◆ **Required work**: Find the lines in the listing below that have the word "usage" and give their count, nothing else.

=== Data supplied ===

PR #436, opened 2022-10-11
Fix #413: A separate error code when ZenId is down

### LINKED ISSUE #413: A separate error code when ZenId is down
When ZenId is down and returning 503, we are getting `DOCUMENT_VERIFICATION_FAILED` which is not clear enough. Let's introduce a separate error code.

banterCZ:


enrollment-server-onboarding/src/main/java/com/wultra/app/onboardingserver/provider/DocumentVerificationProvider.java
```diff
@@ -105,8 +112,9 @@ public interface DocumentVerificationProvider {
      * @param id Owner identification.
      * @param initAttributes Initialization attributes
      * @return Info with data related to the verification process in SDK.
-     * @throws DocumentVerificationException When an error during initializing the verification SDK occurred
+     * @throws RemoteCommunicationException In case of remote communication error
+     * @throws DocumentVerificationException In case of business logic error
      */
-    VerificationSdkInfo initVerificationSdk(OwnerId id, Map<String, String> initAttributes) throws DocumentVerificationException;
+    VerificationSdkInfo initVerificationSdk(OwnerId id, Map<String, String> initAttributes) throws RemoteCommunicationException, DocumentVerificationException;
```
banterCZ, line 118: The main change of this PR is to distinguish business logic error from communication error.

enrollment-server-onboarding/src/main/java/com/wultra/app/onboardingserver/docverify/zenid/provider/ZenidDocumentVerificationProvider.java
```diff
@@ -91,30 +89,30 @@ public ZenidDocumentVerificationProvider(
...
         DocumentsSubmitResult result = new DocumentsSubmitResult();
         ResponseEntity<ZenidWebUploadSampleResponse> responseEntity;
 
         try {
             responseEntity = zenidApiService.syncSample(document.getUploadId());
         } catch (RestClientException e) {
-            logger.warn("Failed REST call to check {} upload in ZenID, statusCode={}, responseBody='{}', {}",
-                    document, e.getStatusCode(), e.getResponse(), id, e);
-            throw new DocumentVerificationException("Unable to check document upload due to a REST call failure");
+            throw new RemoteCommunicationException(
```
banterCZ, line 99: REST error leads to 503 REMOTE_COMMUNICATION_ERROR.
In addition, double logging is limited and the whole context is passed to the exception.

kober32:
Do I understand correctly that there will be a new possible 503 for the `init-sdk` call and that's it?

banterCZ:
> Do I understand correctly that there will be a new possible 503 for the `init-sdk` call and that's it?

I believe that it is possible even for `document/submit`.

kober32 (approved):
OK with me

enrollment-server-onboarding/src/main/java/com/wultra/app/onboardingserver/docverify/zenid/provider/ZenidDocumentVerificationProvider.java
```diff
@@ -497,13 +483,13 @@ private DocumentsVerificationResult toResult(OwnerId id, ZenidWebInvestigateResp
             List<DocumentVerificationResult> verificationResults = new ArrayList<>();
 
             String extractedData = toExtractedData(id, response.getMinedData());
-            for (String sampleId : sampleIdsValidations.keySet()) {
+            for (var entry : sampleIdsValidations.entrySet()) {
```
romanstrobl, line 486: Is there any benefit to using var? In my opinion this usage hides the type and makes code less portable, so unless we plan to use var everywhere, I would not use it.

romanstrobl (approved):
Looks OK, I have just one concern related to usage of `var` keyword.

enrollment-server-onboarding/src/main/java/com/wultra/app/onboardingserver/docverify/zenid/provider/ZenidDocumentVerificationProvider.java
banterCZ: We are changing `keySet` to `entrySet`, so it should be `Map.Entry<String, List<ZenidWebInvestigationValidatorResponse>>` which is less readable than `var`.

romanstrobl: Ok.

===

◆ **Result of this exercise**: 2